# Chilly & Orange Soap in the making



## porumi (Sep 4, 2013)

Hi All,

No particular patern just whatever poped into my head!  

Colours are natural apart from the red.

Porumi




Thanks,
Porumi


----------



## jenneelk (Sep 4, 2013)

Pretty!!! Is that the one from NG? I LOVE it that scent. 
Yours looks so much better than mine.. colors are nice and bold.


----------



## porumi (Sep 4, 2013)

Thanks! I got it from justasoap.co.uk as i am based in uk. 




Thanks,
Porumi


----------



## newbie (Sep 4, 2013)

Very lush and luscious looking soap. Love it.


----------



## pjfan74 (Sep 4, 2013)

what did you use for the red?


----------



## Relle (Sep 4, 2013)

Lovely colours, did you mean Chilly as in cold or Chilli as in spice for the name. I thought it looked a bit more like Hot Chilli than Chilly as in cold with the colours you chose.


----------



## Stakie (Sep 4, 2013)

Can't wait to see it cut!


----------



## evilnurse (Sep 4, 2013)

It really looks like a fall soap.  Can't wait to see it cut.


----------



## savonierre (Sep 4, 2013)

Love love love it..the colors are fabulous..


----------



## judymoody (Sep 5, 2013)

Very pretty!  I also wondered if you meant chile, like in peppers, or chilly as in brisk autumn weather.


----------



## porumi (Sep 5, 2013)

Thanks all. Its a spelling error  Yes, it is chili.

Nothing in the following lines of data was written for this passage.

PR #55, opened 2019-09-04
Add pytest-benchmark and port the benchmarks from GraphQL.js

ktosiek:
This is a start for working on #3 - currently only one benchmark is ported from GraphQL.js, but when this code is in an acceptable shape I'll try porting the rest.

Benchmarks can be run with `pytest --benchmark-enable -k benchmark`.
By default benchmarks work like simple tests (they only run once), so they shouldn't slow things down too much.


pyproject.toml
```diff
@@ -45,6 +45,7 @@ sphinx_rtd_theme = ">=0.4"
 check-manifest = ">=0.39"
 bump2version = ">=0.5"
 tox = "^3.13"
+pytest-benchmark = "^3.2"
```
Cito: Can you move this a bit higher up together with the other pytest plugins?

setup.cfg
```diff
@@ -3,3 +3,8 @@ python-tag = py3
 
 [aliases]
 test = pytest
+
+[tool:pytest]
+# Only run benchmarks as tests.
+# To actually run the benchmarks, use --benchmark-enable on the command line.
+addopts = --benchmark-disable
```
Cito: We could also use benchmark-skip to completely skip them, but I agree this is better. They are probably a bit redundant, but not too slow if they run only as test.

tests/utilities/test_introspection_from_schema.py
```diff
@@ -56,3 +61,11 @@ def converts_a_simple_schema_without_description():
             }
             """
         )
+
+    def benchmark_executing_introspection_query(
```
Cito: My suggestion here is to move this to a different file, just like in GraphQL.js.

We could name it `benchmark_introspection_from_schema.py` in the same directory, or move it to a subdirectory `tests/benchmarks/test_introspection_from_schema.py` which I like even better. then you can run the benchmarks with `pytest tests/benchmark --benchmark-enable`, pytest doesn't need to sift through the whole suite to filter the benchmarks, and we have all the benchmarks in one place clearly arranged.

tox.ini
```diff
@@ -41,5 +41,6 @@ deps =
     pytest-asyncio>=0.10
     pytest-cov>=2.7,<3
     pytest-describe>=0.12
+    pytest-benchmark
```
Cito: You should add the same version restriction here as in pyproject.toml

ktosiek:
I've ported the rest of the benchmarks.

Impact on the test suite, as measured with `time`:

| Command | Python 3.6 | Python 3.7|
| ------- | ---------- | --------- |
| `pytest` | 0m11,881s | 0m7,113s |
| `pytest --benchmark-skip` | 0m7,001s | 0m4,311s |
| `pytest --benchmark-enable` | 0m28,314s | 0m17,205s |

So even running the benchmarks as tests adds 3-4s to the whole test suite. Main offenders are:
```
1.13s call     tests/benchmarks/test_introspection_from_schema.py::test_executing_introspection_query
0.67s call     tests/benchmarks/test_validate_gql.py::test_validating_introspection_query
0.64s call     tests/benchmarks/test_validate_sdl.py::test_validating_big_schema_sdl
```

ktosiek:
Update: there was an optimisation in GraphQL.js test setup that I've missed when porting, here are the current times:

Hoping to cut tomorrow after work. Cant wait! 


Thanks,
Porumi


----------



## porumi (Sep 5, 2013)

Had a sneaky peak and wow the colours changed dramatically!! I knew it would happen a bit, but this is crazy!! Oh well ... Also looks a bit grainy which i suppose is the spices.








Thanks,
Porumi


----------



## Ancel (Sep 5, 2013)

Wow! I liked the colours before, but now I love them  looking forward to seeing cut pics 


Sent from my iPad using Soap Making


----------



## porumi (Sep 5, 2013)

Really Ancel?  not sure I do!  It does not suit the smell....  will cut later today and add more photos.



Thanks,
Porumi


----------



## kazmi (Sep 5, 2013)

Wow!  what a difference in colors!  what colorant did you use Porumi?  I love your soap either way - just totally different.  Can't wait to see it cut


----------



## MOGal70 (Sep 5, 2013)

Quite a change, but still very lovely! Post the cut pics please!


----------



## porumi (Sep 5, 2013)

I used cocoa powder, cinnamon and tumeric. White is just plain soap and red is a liquid pigment (albeit looks pink now!)


Thanks,
Porumi


----------



## Skatergirl46 (Sep 5, 2013)

Pretty soap either way!


----------



## porumi (Sep 5, 2013)

Right, here we go AND I looove it 






Thanks,
Porumi


----------



## Ancel (Sep 5, 2013)

Yep, that's gorgeous! I see that it doesn't sound like it goes with the scent, but how does the chilli smell? It looks like a great autumnal soap. How about a Guy Fawkes name? With orange, cinnamon and cacao sounds perfect for bonfire night 


Sent from my iPad using Soap Making


----------



## Lizteria (Sep 5, 2013)

Beautiful )


Sent from my iPad using Soap Making


----------



## kazmi (Sep 5, 2013)

Not what you expected but it sure is pretty!!!!  I wonder if the pink will stay or darken?  Have you used that pigment before?


----------



## newbie (Sep 5, 2013)

That looks like a lot of ash on the top which could mask the colors a lot. From the side I see orange and pink and brown and white, like i did in the beginning. Have you tried getting the ash off to see if it's different underneath? You can dip it in hot water and rub it off, spray some 90% alcohol on it and wipe, or rub it, like you are washing with it, under warm water. Or you can slice just a thin thin layer off the top. The swirl is still beautiful, but I would bet money that it looks different underneath.


----------



## porumi (Sep 6, 2013)

Hi newbie,

No ash as yet, it is just very odd colour turn out,- pale on top and intense inside. 


Thanks,
Porumi


----------



## porumi (Sep 6, 2013)

Well, i decided to listen to Newbie regardless that the top does not look like ash. 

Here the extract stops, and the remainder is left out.